Prompt: Only the lines from the one containing "I wanted values" through the one containing "- [x] postgres" should be printed, exactly as they appear below, with both ends included.

***** Records shown

PR #5249, opened 2016-01-18
Updated the fix for user defined attributes overwriting builtins.

rmzg:
More appropriate fix for the merge: https://github.com/sequelize/sequelize/pull/5219
Now uses hasOwnProperty to more accurately check if the user attribute
matches a builtin.


janmeier:
Cool, thanks :)

PR #11249, opened 2019-07-30
Fix: postgresql's ensureEnums (#11053)

### LINKED ISSUE #11053: Adding multiple new enum values may cause model sync errors (ensureEnums, postgres)
## What are you doing?
I'm trying to add several new enum values to already existing type in postgres

**To Reproduce**

1. Have any model with enum column like this:

```
{
  ...
  myEnumColumn: {
    type: Sequelize.ENUM([
      'type1',
      'type2'
    ])
  }
  ...
}
```

2. Sync this model and then apply changes:
```
{
  ...
  myEnumColumn: {
    type: Sequelize.ENUM([
      'type-1', // new
      'type0', // new
      'type1',
      'type2',
      'type3', // new
      'type4', // new
      'type5' // new
    ])
  }
  ...
}
```
3. Sync again and this should fail with errors like:
`[SequelizeDatabaseError]: "type0" is not an existing enum label`
or
`[SequelizeDatabaseError]: "type4" is not an existing enum label`

I wanted values to be added to enum type based on already existing types

It looks like ensureEnum function uses not-added-yet types as reference for BEFORE or AFTER, making queries like these:

```
ALTER TYPE "public"."enum_db_myenumcolumn" ADD VALUE IF NOT EXISTS 'type-1' BEFORE 'type0'
```
or
```
ALTER TYPE "public"."enum_db_myenumcolumn" ADD VALUE IF NOT EXISTS 'type3' BEFORE 'type4'
```

## Environment
Dialect:
- [ ] mysql
- [x] postgres
- [ ] sqlite
- [ ] mssql
- [ ] any
Database version: 11.3
Sequelize version: 5.8.8
Node Version: 12

Equals182:
### Pull Request check-list

*I am sorry, I wasn't able to run `npm run test` or `npm run test-DIALECT` on my local machine, nor did I added any new tests or even followed 'commit message conventions'. My bad.*

*I tested this solution locally on two arrays with various values, all got me right results. I also tested it on my local postgres database on real project, which also worked just fine.*

**Please, feel free to help me make this Pull Request look good and be merged**

---

### Description of change

Fixes #11053

The following is an attempt to explain how my solution works:

General idea is to use already existing values of enum type as a reference for new values. Previous (and currently active) version has some flaws, like referring non-existent values and some sort of 'race condition' from using Promise.all. You may check issue #11053 for more details.

Current implementation intent is to avoid those flaws by:
1. Going through already existing values
2. Using waterfall-like promise resolving

**Going through already existing values:**  

Let us have an existing enum array `[1,2]` and we want to make it look like `[4,3,2,6,1,0,5]`.  
Assuming we cannot change order of already existing values, ideal result should look like this: `[6,1,4,3,2,0,5]`  
To achieve this result, we must go through values `[1,2]` and find every new value that prepends it. 

We find position in new array for each old value, which is idx `4` for `1` and `2` for `2`. Then we get as many values on the left side as we can and going through them in reverse to find only *new* values that prepends current.

For value `1` its `[4,3,2,6]`, reversed `[6,2,3,4]` and new value is `[6]`
For value `2` its `[4,3]` which gives us `[3,4]` as result

Next trick is to add SQL query for each new value in right order, so we use `promises.splice(capturedPromiseLength, 0, asyncFunction)` to 'reverse-push' values.  
That way we added all 'left-side' values using BEFORE and referring already existing values.

For the rest of new values on the right side, we just use `slice(indexOfDextralOldValueInNewArray)` and then going through resulting array in reverse order we push values in `promise` array. The reverse order is needed because we use AFTER, so appending `[1,2]` to `0` needs to be a sequence of `ADD 2 AFTER 0` and `ADD 1 AFTER 0`.

**Using waterfall-like promise resolving**

Since `Promise.all` does not guarantee execution order and creates a 'race condition' for ENUM altering, we switch to 'waterfall' system, where we attach a function that returns Promise (basically, an async function) to previous Promise, using `then` method.  
As a result we're getting something like this:
`Promise.resolve().then(() => sequelize.query()).then(() => sequelize.query()) ... .tap(...)`

### DIFF
--- a/lib/dialects/postgres/query-interface.js
+++ b/lib/dialects/postgres/query-interface.js
@@ -74,6 +74,20 @@ function ensureEnums(qi, tableName, attributes, options, model) {
           const enumVals = qi.QueryGenerator.fromArray(results[enumIdx].enum_value);
           const vals = enumType.values;
 
+          console.log('already exists', enumVals)
+          console.log('new values', vals)
+
+          enumVals.forEach((value, idx) => {
+            const index = vals.indexOf(value);
+            if (idx === 0) {
+              // first value in existing enum array
+              if (index > 0) {
+                // this value isn't first anymore, we need to append values before this one in reverse order
+              }
+            } else {
+            }
+          })
+
           vals.forEach((value, idx) => {
             // reset out after/before options since it's for every enum value
             const valueOptions = _.clone(options);
--- a/lib/dialects/postgres/query-interface.js
+++ b/lib/dialects/postgres/query-interface.js
@@ -63,11 +63,11 @@ function ensureEnums(qi, tableName, attributes, options, model) {
       switch (position) {
         case 'after':
           valueOptions.after = relativeValue;
-          break
+          break;
         case 'before':
         default:
           valueOptions.before = relativeValue;
-          break
+          break;
       }
 
       promises.splice(spliceStart, 0, () => {
@@ -75,7 +75,7 @@ function ensureEnums(qi, tableName, attributes, options, model) {
           tableName, field, value, valueOptions
         ), valueOptions);
       });
-    }
+    };
 
     for (i = 0; i < keyLen; i++) {
       const attribute = attributes[keys[i]];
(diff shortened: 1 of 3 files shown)


papb:
Hello! :grimacing: 

> *I am sorry, I wasn't able to run npm run test or npm run test-DIALECT on my local machine, nor did I added any new tests or even followed 'commit message conventions'. My bad.*

It's ok, you are a first-time contributor, thank you very much for all the work so far, later I can show you how to write and run tests!

I can't take a deeper look right now, sorry, perhaps someone else will be able to. Otherwise you will have to wait a bit... Thanks for understanding!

**********

Written solution:
I wanted values to be added to enum type based on already existing types

It looks like ensureEnum function uses not-added-yet types as reference for BEFORE or AFTER, making queries like these:

```
ALTER TYPE "public"."enum_db_myenumcolumn" ADD VALUE IF NOT EXISTS 'type-1' BEFORE 'type0'
```
or
```
ALTER TYPE "public"."enum_db_myenumcolumn" ADD VALUE IF NOT EXISTS 'type3' BEFORE 'type4'
```

## Environment
Dialect:
- [ ] mysql
- [x] postgres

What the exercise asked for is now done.